Tuning Detections with Filter Macros

After enabling detections, you'll likely encounter false positives — this is a normal part of operationalizing security content, especially at scale. As environments grow in complexity, legitimate activity may resemble malicious behavior, causing detections to trigger even when no threat is present. Tuning is not optional; it's essential for maintaining a high signal-to-noise ratio in any detection platform.

In ESCU, we use filter macros to provide a consistent and easily configurable way to refine detections without modifying core logic.

Example Detection with Filter Macro

Each detection search typically ends with a filter macro, such as:

| `access_lsass_memory_for_dump_creation_filter`
OR
| `_filter`

Steps to Tune:

1. Go to Settings > Advanced Search > Search Macros in Splunk.
2. Locate the relevant macro by name (copied from the detection search).
3. Edit the macro by adding filters to exclude known benign behavior, such as:
   
   • dest != values for trusted systems or systems known to exhibit this behavior
   • user != values for known administrative accounts using seemingly malicious scripts for legitimate purposes
   • process_path != or process_name != for approved applications or scripts
4. Save the macro.
5. Retest the detection to ensure it now focuses on suspicious, actionable behavior.

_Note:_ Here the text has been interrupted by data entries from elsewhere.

PR #115, opened 2016-12-06
update servers to point to tea

philschatz:
This should help keep everyone up-to-date on which server to talk to for getting/rebaking books 😄 

Also, the title could be renamed to something like "move dev00 books to tea" instead of waiting until all books are moved to tea


helenemccarron:
I have renamed books to specifically mention wether they are TEA books or not.

PR #118, opened 2016-12-07
Add AP physics 2 for TEA to books.txt

helenemccarron:
And use the TEA data for TEA AP Physics 1


helenemccarron:
@philschatz Can you please test `bake-book-remotely`? I think it might not work with the `tea.cnx.org`

philschatz:
`./scripts/bake-book-remote` should now work again for all books

PR #119, opened 2016-12-08
fix misc bugs found in #107

philschatz:
These are fixes for items found in #107

- [x] The styleguide was not being generated because `Markup               :` contained spaces and was missing vertical line breaks
- [x] physics books forgot to call `@include modify_retitleHeaders();`
- [x] `$targetLabels` (which is just copy/pasta'd between all the files) had a bug in it when labeling figures in the appendix
- [x] `$targetLabels` contained references to `Try It` even though the book did not have any "Try It" notes
- [x] adding in commas for the index was missed in several books (like hsphysics)

# Maybe included?

These are inconsistencies I found but may not need to be fixed in this PR

- [ ] Trashing solutions was done at the end of Physics instead of the beginning, any reason why?
- [ ] physics books no longer have the `divider:` element for Chapter/Appendix `titleContent`, why?


helenemccarron:
I don't remember why trashing the solutions are happening last but I can't think of any valid reason why it would be at the end. It might be a random act of randomness :)

Re: dividers, those where removed when the decision to handle purely visual elements such as dividers with CSS rather than doing in the rulesets. I have removed them everywhere.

   Tip: Use historical search results or Incident Review context to identify what needs filtering. Start conservatively and revisit filters as the environment evolves.

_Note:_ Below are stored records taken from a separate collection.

PR #120, opened 2016-12-09
removes the lingering glossary title when they are collated

philschatz:
In books the glossary items are collated at the end of the Chapter/Book. This problem was noticed while working on the biology book.

# New Screenshot:

image

---

# Old Screenshot:
image

---
/cc @zroehr


philschatz:
closing in favor of #121

PR #121, opened 2016-12-09
fix trashing of duplicate glossary title

zroehr:
There was an extra glossary title that wasn't getting trashed due to the glossary title selector changing. Fixed selector in `rulesets/common/_compose.scss` to trash the extra title.


philschatz:
@helenemccarron do you know why the old code removed only the title but left the `<section>` in the HTML?

helenemccarron:
No, I reviewed Zach's fix and it seemed right but I cannot remember why we left the section in there, there seems to be no need for it now.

This approach allows you to adapt out-of-the-box content to your unique environment — without forking or rewriting the SPL by using macros, which remain useful for tuning even in ES8+ with detection versioning. While updates to detections in ES8+ won't always override custom changes thanks to improved version reconciliation, macros still offer a simpler path for customization, especially for users less familiar with SPL.

Investigate in Risk and Notable Indexes

Once detections are live and tuned:

• Investigate results in index=notable and index=risk
• Use dashboards like Incident Review, Risk Analysis, or custom risk-based dashboards
• Prioritize tuning based on volume and severity of alerts

Sample Risk data model query to explore risk:

| from datamodel Risk.All_Risk | stats count by risk_object, risk_score, source

Demo Video

Conclusion

Operationalizing ESCU content isn't just about installation — it's about making detection analytics actionable, relevant, and low-noise for your environment. By leveraging the Use Case Library, the Onboarding Assistant, enabling detections at scale, and then tuning them with filter macros, you can build a threat detection system that is both powerful and manageable.

Keep in mind, there is no single process or tool that works for every security operation program. Each environment has unique data sources, priorities, and tolerance for noise. If you’re new to deploying Splunk detections in Enterprise Security, we recommend giving the Onboarding Assistant a try — it provides a structured, scalable way to start activating detections and building confidence in your security operations journey.